Mr R. and I made this last night and it kinda rocked. We got some fresh borlotti beans (a rarity in Australia) and I googled my go-to man in italian cooking - Stefano Manfredi - and away we went! The original recipe is for skate - but given my local fishmonger didn't know what cuttlefish was, I wasn't going to even try and source it.
It is completely gluten and lactose free, and something I'm sure my dietician won't get angry at me for eating :P
This recipe can be found in the original here


Grilled Salmon with Braised Borlotti Beans

  • 4 salmon portions, small & skinless
  • 2 cups fresh borlotti beans, shelled (or 2 x 400g tins)
  • 6 tbsp extra virgin olive oil
  • 4 eschalots, finely diced
  • 2 cloves garlic, minced
  • 250 g roma tomatoes, diced
  • 2 tsp fresh thyme
  • 1 tsp fresh oregano, chopped
  • 4 tbsp parsley, finely chopped
  • Salt and pepper
  • Lemon wedges, to serve
  1. If using fresh borlotti beans, place in pot with plenty of cold water.
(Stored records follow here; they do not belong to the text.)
PR #260, opened 2015-07-26
Fixed setsockopt SO_NOSIGPIPE for Mac

jcward:
hxtelemetry apps are crashing with SIGPIPE when hxscout is shut down. See [hxscout issue #60][https://github.com/jcward/hxScout/issues/60].

With the previous arguments, setsockopt was returning -1, error. I found this format on Stackoverflow, which returns 0 (success) and this causes my hxtelemetry apps not to crash when hxscout is shut down (closing the socket from the far end) on Mac.

I also wonder why the MSG_NOSIGNAL isn't stopping SIGPIPE on Mac/Win -- should it be? Or is #define MSG_NOSIGNAL = 0 disabling this behavior for win and mac? (line 32) I still need a fix for Windows...

### DIFF
--- a/project/libs/std/Socket.cpp
+++ b/project/libs/std/Socket.cpp
@@ -131,7 +131,8 @@ static value socket_new( value udp ) {
 	if( s == INVALID_SOCKET )
 		return alloc_null();
 #	ifdef NEKO_MAC
-	setsockopt(s,SOL_SOCKET,SO_NOSIGPIPE,NULL,0);
+	int set = 1;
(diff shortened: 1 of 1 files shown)


jcward:
@hughsando - any comment on this? Need any further info?

The [OSX docs for setsockopt](https://developer.apple.com/library/mac/documentation/Darwin/Reference/ManPages/man2/getsockopt.2.html) state:

    If no option value is to be supplied or returned, option_value may be NULL.

But it's a confusing statement since the get/set docs are combined.

hughsando:
Seems reasonable!

PR #272, opened 2015-08-25
Fixed telemetry memory leak (stats were not being deleted properly)

jcward:
Fix for telemetry stats leaking (deleting std::vectors inside each TelemetryFrame)

### DIFF
--- a/src/hx/Debug.cpp
+++ b/src/hx/Debug.cpp
@@ -471,8 +471,17 @@ public:
         gStashMutex.Unlock();
         return 0;
       }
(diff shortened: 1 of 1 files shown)


jcward:
@hughsando - once this is fixed and included with version 3.x.xxx, I'd also like to add a compile-time warning to hxtelemetry `#if hxcpp < 3.x.xxx` -- "Warning - telemetry memory leak in hxcpp < 3.x.xxx" -- do you think that's reasonable?

PR #275, opened 2015-09-01
add CFFIPrime test for zero argument function

nadako:
see https://github.com/HaxeFoundation/haxe/pull/4516


hughsando:
I have "getNullString" now that should test this.

Issue #280, opened 2015-09-09
MSVC cl.exe version detection fails on non-English environments


mrcdk:
This block fails to detect the correct `cl.exe` version:
https://github.com/HaxeFoundation/hxcpp/blob/master/tools/hxcpp/Setup.hx#L536-L561

Because on non-English environments the output of `cl.exe` is localized so, in Spanish, the output is:
`Compilador de optimización de C/C++ de Microsoft (R) versión 19.00.23026 para x86`

Based on this: http://stackoverflow.com/a/1233332/3750270 maybe changing the regex to `~/(\d{2})\.\d+/` would do the job.

PR #283, opened 2015-09-16
Improve msvc cl.exe version checking for non-English environments

mrcdk:
Related issue https://github.com/HaxeFoundation/hxcpp/issues/280


mrcdk:
The errors don't seem to be related to this PR.

hughsando:
I'm not 100% sure if this is the right regex - but it looks pretty good.  I guess we'll find out soon enough.
Thanks

PR #284, opened 2015-09-17
Added support to search cross-compiler to build Windows-32bit from Linux-64bit

jobs-git:
Added support to search on cross-compiler to build Windows-32bit executable from Linux-64bit, recompiling of hxcpp is required to take effect

### DIFF
--- a/tools/hxcpp/Setup.hx
+++ b/tools/hxcpp/Setup.hx
@@ -114,7 +114,7 @@ class Setup
             return;
          }
 
-         var guesses = ["c:/MinGW"];
+         var guesses = ["c:/MinGW","/usr/i686-w64-mingw32"];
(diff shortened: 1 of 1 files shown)


hughsando:
I think you can do this without changing hxcpp via the "MINGW_ROOT" variable.
You can set this like:   haxe .... -D MINGW_ROOT="/usr/i686-w64-mingw32", or set it in your ~/.hxcpp_config.xml file which is designed for machine-wide settings like this one.

jobs-git:
Ok, I will just add -D Ming_root on WindowsPlatform.hx of Lime.

jobs-git:
Ok, I will just add -D Ming_root on WindowsPlatform.hx of Lime.

PR #297, opened 2015-10-02
tvOS support

tanis2000:
This PR adds support for a new tvOS target in HXCPP


jgranick:
This looks pretty good to me. What do you think @hughsando? :smile:

Simn:
In general we should have some maintenance policy for new hxcpp targets. In particular there should be someone we can @-mention in case of issue reports that are specific to a target, kind of like e.g. travis does it.

jgranick:
I usually add new targets to HXCPP, but I thought I would ask Hugh in case he had some red flag or existing tvOS ideas in mind

Simn:
Sure but you already maintain a million other things, so it would be cool if @tanis2000 agreed to helping out with tvOS-specific issues if any come up.

jgranick:
Ah, gotcha

tanis2000:
You can count on me. I plan on releasing some games on that platform ASAP so I'd be willing to maintain it. Of course my time is limited and I have a million other things to do, but if there's not too much pressure then it's fine by me.

hughsando:
Have not looked too closely, but it seems very good.  But I probably have a
bit of work to do to make sure the build server generates these libraries
automatically.

On Sat, Oct 3, 2015 at 3:18 AM, Valerio Santinelli <notifications@github.com

hughsando:
Thanks - you saved me quite a bit of work.

tanis2000:
You're welcome :)

PR #298, opened 2015-10-03
Fix problematic cross compilation of Windows exe in Linux host

jobs-git:
When compiling (From Linux host) using

    haxelib run hxcpp Build.xml -Dwindows -Dmingw -DMINGW_ROOT=/usr/i686-w64-mingw32

hxcpp tries to compile Linux executable, which should not be the case since we implicitly indicated windows

This happens because the original code below is not enabled for cross compilation

    else if ( (new EReg("linux","i")).match(os) )
    {
        set64(defines,m64);
        defines.set("toolchain","linux");
        defines.set("linux","linux");
        defines.set("BINDIR", m64 ? "Linux64":"Linux");
    }

The above pull fixes this problem.


hughsando:
I merged the xcompile toolchain patch.  Do you still want this one too?

jobs-git:
yes, this should be merge so that the toolchain can work, i will resolve the conflict for this one.

jobs-git:
I will be opening a cleaner pull request, I will now close this.

PR #304, opened 2015-10-06
Defaults Mingw toolchain to g++.exe when not cross-compiling

jobs-git:
Windows users can now compile Win32 app using

    hxcpp Build.xml

While Linux users can do the same using

    hxcpp Build.xml -Dwindows

NOTE:

Windows users who intends to use Mingw as their compiler could install it from this site:

    http://sourceforge.net/projects/mingw-w64/

Linux users on the other hand could do:

    sudo apt-get install mingw-w64

or

    sudo yum install mingw32 mingw32-gcc-c++ mingw32-headers mingw32-crt mingw-winpthreads mingw32-cpp mingw32-filesystem

For a detailed discussion, please refer to 

HaxeFoundation/hxcpp#294

### DIFF
--- a/toolchain/mingw-toolchain.xml
+++ b/toolchain/mingw-toolchain.xml
@@ -11,6 +11,8 @@
    </section>
 </section>
 
+<set name="CXX" value="g++.exe" unless="xcompile"/>
+
 <setup name="mingw" />
 
 <path name="${MINGW_ROOT}/bin"/>


jgranick:
After the mingw32 changes, I believe that users on Windows (with no compiler) receive errors about mingw32. Is there some way to show an error about not having Visual Studio C++ installed (or a C++ compiler installed) in this case? I'm getting reports lately about users expecting mingw32 is required for Haxe Windows builds, I think it should be optional, and not default.

Does that sound correct? Thanks

jobs-git:
I am thinking It may be from setup.hx in hxcpp folder, I get the same error even before this patches.

There are several options we can resolve this:

1.) Defaults compiler to VS C++ compiler, return string VS C++ error when not found.
2.) Defaults compiler to Mingw, return string mingw error when not found. (Current issue?)
3.) Looks for either of the compilers, return string when all compilers where missing.

I am thinking of doing 3.) as pull request, but I have explored very little of hxcpp source files.

PR #306, opened 2015-10-08
Support for tvOS beta3

tanis2000:
This only adds the needed conditionals to turn on bitcode creation. It's mandatory starting from beta3


nensanders:
It would be very convenient for us to have this merge released soon.
For us its working on the simulator as well as on our AppleTV dev kit machine. Thanks for the contribution tanis2000. (https://github.com/gameduell/duellbuildtvos)

PR #309, opened 2015-10-08
 Fix: Initialized xcompile toolchain when cross-compiling

jobs-git:
ABOUT THE PULL:

When in Linux, the old code will default you to compiling Linux binaries, what ever -Dwindows we do.

This is because the old code is not configured to enable cross-compilation yet.

This pull was offered to ensure that cross compiling from Linux will call on the xcompile toolchain.

Here, only the Linux part of the Condition statement was updated, Windows and Mac users will get the expected action of hxcpp.

To discuss further, the code will ensure to run the xcompile when we attempt to build a windows application in a Linux host by submitting the

    -Dwindows

to the compilation. Else, if we did not include it, the code will resume to compile a Linux binary, thus, we recover the same behavior as the old code.

FULLY WORKING ON:

1.) Fedora
2.) Ubuntu

This goes in complement to the following

HaxeFoundation/hxcpp#294
HaxeFoundation/hxcpp#304

NOTE: xcompile, within the mingw-toolchain.xml. is activated only when attempting to cross-compile (One Platform to  Another Platform).

### DIFF
--- a/toolchain/mingw-toolchain.xml
+++ b/toolchain/mingw-toolchain.xml
@@ -5,6 +5,7 @@
 <section if="xcompile" >
    <section if="linux_host">
       <set name="CXX" value="i686-w64-mingw32-g++"/>
+      <set name="MINGW_ROOT" value="/usr/i686-w64-mingw32"/>
    </section>
    <section if="windows_host">
       <set name="CXX" value="g++.exe" />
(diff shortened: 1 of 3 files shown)


jcward:
Wow, looks interesting. Are there package requirements (mingw?) Does it nicely report missing packages? I'll test this soon.

jobs-git:
@jcward yes there is, those were detailed here https://github.com/HaxeFoundation/hxcpp/pull/294

jobs-git:
@thomasuster yeah, I believe it is much more cleaner that way. but I think it may deviate a little bit from the original coding style of hxcpp.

Bring to boil, cover with lid and lower heat to simmer 25-30 minutes until tender. Allow to cool in liquid.
  2. In a pan, heat 4 tbsp of olive oil. Lightly fry eschalots and garlic until soft. Add chopped tomatoes, thyme and oregano. Add 2-3 pinches of salt, mix well and simmer gently for 15 minutes. 
  3. If using canned borlotti beans, drain and wash well. Otherwise, drain cooked beans. Add to simmering tomato mix. Mix well. Add parsley and simmer for 10 minutes. Check for salt. Add freshly ground pepper. 
  4. Heat 2 tbsp of olive oil on a barbecue plate or large pan When hot, grill salmon for a few minutes each side, depending on thickness. Serve with braised borlotti beans and lemon wedges.

Friday 3 February 2012

Recipe: Watermelon Salad with Olives, Feta and Cucumber

This recipe was given to me by my dietician Susie Burrell who prefers low carb low maintenance types of cooking. I had it for lunch yesterday (along with tuna and corn thins) and it was great. The dressing doesn't look like much but you don't need extra because of the moisture in the olives and watermelon.
I gave this to Mr R. last night and he even said he could take this to work for lunch - that can't be right I think I'll have to get my hearing checked.
For the lactose freebies - you can get lactose free feta - I got an organic one from Whole Foods but also saw it in Coles.

Serves 4
- 4 cups watermelon, diced
- 12 black olives, pitted
- 100 g feta, crumbled or chopped
- 1 small red onion, thinly sliced
- 2 Lebanese cucumbers, sliced
Dressing
- 2 tsp red wine vinegar
- 2 tsp extra virgin olive oil

1. Toss all ingredients
2. Eat

:)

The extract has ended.